Gawai Arka berdering. Ia langsung mengangkatnya.
“Kamu dimana?” tanya bu Haifa.
“Di rumah sakit Ma.”
“Astaghfirullah, siapa yang sakit?”
“Nisa Ma,” balas Arka bersemangat. Kali ini, ia berada di titik di mana hidupnya terasa begitu bahagia.
“Istrimu sakit, tapi kamu kedengaran bahagia. Suami macam apa kamu itu?”
“Sakitnya positif hamil.”
Bu Haifa sujud syukur, lalu berdiri kembali. “Alhamdulillah, akhirnya mama dapat cucu.”
“Nisa mengandung?” tanya oma setelah mencerna kalimat bu Haifa.
“Iya, Ma.”
“Mama kenapa menelepon?” tanya Arka.
“Ini, kami ada di mansionmu.

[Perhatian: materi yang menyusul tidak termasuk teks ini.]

PR #505, opened 2019-10-21
Makes sure a user's email address is verified before watching a project/feed

### LINKED ISSUE #492: Resend Auth0 email verification link if unverified user clicks watch button
If a user clicks the "Watch" button to subscribe to notifications about a project, feed source, etc. and the user's email has not been verified (`user.profile.email_verified = false`), we should show a window.confirm with a message like (I'm open to wordsmithing): 

```
In order to receive email notification, you must first verify your email address. Would you like to resend the email verification message for your account?
```

A confirmation of this should trigger a request to datatools-server to use the Auth0 management API https://auth0.com/docs/api/management/v2#!/Jobs/post_verification_email to resend. 

It might also be worth adding some kind of warning style/color to the watch button if the email is not verified. Or maybe, instead we should add a resend button next to the email address on the under-utilized user profile page (along with a red notification dot on the 'My account' button on the home page).

image

evansiroky:
### Checklist

### Description

Fixes #492.

Requires companion PR in datatools-server: https://github.com/ibi-group/datatools-server/pull/254 for this PR to work.

### DIFF
--- a/i18n/english.yml
+++ b/i18n/english.yml
@@ -759,5 +759,8 @@ components:
     timestamp: File Timestamp
     version: version
   WatchButton:
+    emailVerificationConfirm: In order to receive email notification, you must first verify your email address. Would you like to resend the email verification message for your account?
     unwatch: Unwatch
+    verificationSendError: There was an error sending the email verification!
+    verificationSent: Email verification successfully sent! Please confirm check your email and confirm your email address. Then, you will need to refresh this page after waiting for about a minute for the change to take effect.
     watch: Watch
--- a/i18n/english.yml
+++ b/i18n/english.yml
@@ -762,5 +762,5 @@ components:
     emailVerificationConfirm: In order to receive email notification, you must first verify your email address. Would you like to resend the email verification message for your account?
     unwatch: Unwatch
     verificationSendError: There was an error sending the email verification!
-    verificationSent: Email verification successfully sent! Please confirm check your email and confirm your email address. Then, you will need to refresh this page after waiting for about a minute for the change to take effect.
+    verificationSent: Please check your inbox and confirm your email address by clicking the verify link. You will then need to refresh this page after a moment or two and re-click the Watch button to subscribe to notifications.
     watch: Watch
--- a/lib/common/containers/WatchButton.js
+++ b/lib/common/containers/WatchButton.js
@@ -4,7 +4,11 @@ import React, {Component} from 'react'
 import {Button, Glyphicon, MenuItem} from 'react-bootstrap'
 import {connect} from 'react-redux'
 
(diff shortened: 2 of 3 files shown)


lib/common/containers/WatchButton.js
```diff
@@ -18,16 +22,58 @@ type ContainerProps = {
...
+      subscriptionType,
+      target,
+      updateTarget,
+      user
+    } = this.props
+    if (user.profile) {
+      if (!isWatching && !user.profile.email_verified) {
+        if (confirm(this.messages('emailVerificationConfirm'))) {
+          resendEmailConfirmation(user)
+            .then((result: boolean) => {
```
landonreed: I was under the impression that you were somewhat opposed to using thunk in this way (chaining actions like this). The other way to handle this would be to just interact with the redux store. I don't have hugely strong feelings about this, but was under the impression that this was the direction we were heading.

EDIT: On second thought, this approach is growing on me -- it's so ephemeral that putting the result in the store seems silly and I like that you're using `setErrorMessage` in the component so that we can set the message based on `WatchButton` messages.

i18n/english.yml
```diff
@@ -759,5 +759,8 @@ components:
     timestamp: File Timestamp
     version: version
   WatchButton:
+    emailVerificationConfirm: In order to receive email notification, you must first verify your email address. Would you like to resend the email verification message for your account?
     unwatch: Unwatch
+    verificationSendError: There was an error sending the email verification!
+    verificationSent: Email verification successfully sent! Please confirm check your email and confirm your email address. Then, you will need to refresh this page after waiting for about a minute for the change to take effect.
```
landonreed: `verificationSent` typo:

Recommend changing to:

```
Please check your inbox and confirm your email address by clicking the verify link. You will then need to refresh this page after a moment or two and re-click the Watch button to subscribe to notifications.
```

lib/manager/actions/user.js
```diff
@@ -127,6 +127,24 @@ export function logout (logoutFromAuth0: ?boolean = true) {
   return userLogout()
 }
 
+/**
+ * Resends the email confirmation for a given user. Returns a promise with a
+ * resulting value of true if the email was successfully sent.
```
landonreed: Maybe change first sentence to:
```
Resends the Auth0 email confirmation message (which is auto-sent on user signup) for a given user.
```

lib/common/containers/WatchButton.js
evansiroky: Yeah, it sorta seemed easier to do it this way since messages apply only to components, otherwise this logic would all be in an action.

evansiroky:
This change won't affect the e2e tests because there's no e2e test for watching/unwatching a feed/project.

Tapi tidak ada orang di sini, makanya mama menelepon. Kalau begitu, kami ke situ saja. Omamu kangen, mau cepat-cepat ketemu Nisa. Kamu di rumah sakit mana?”
“Di rumah sakit tempat oma dirawat dulu, Ma.”
“Baik, mama ke sana sekarang.”
Daniel membantu oma naik ke mobil. Saat semuanya sudah di dalam mobil. Ia langsung melajukan mobil tersebut ke rumah sakit.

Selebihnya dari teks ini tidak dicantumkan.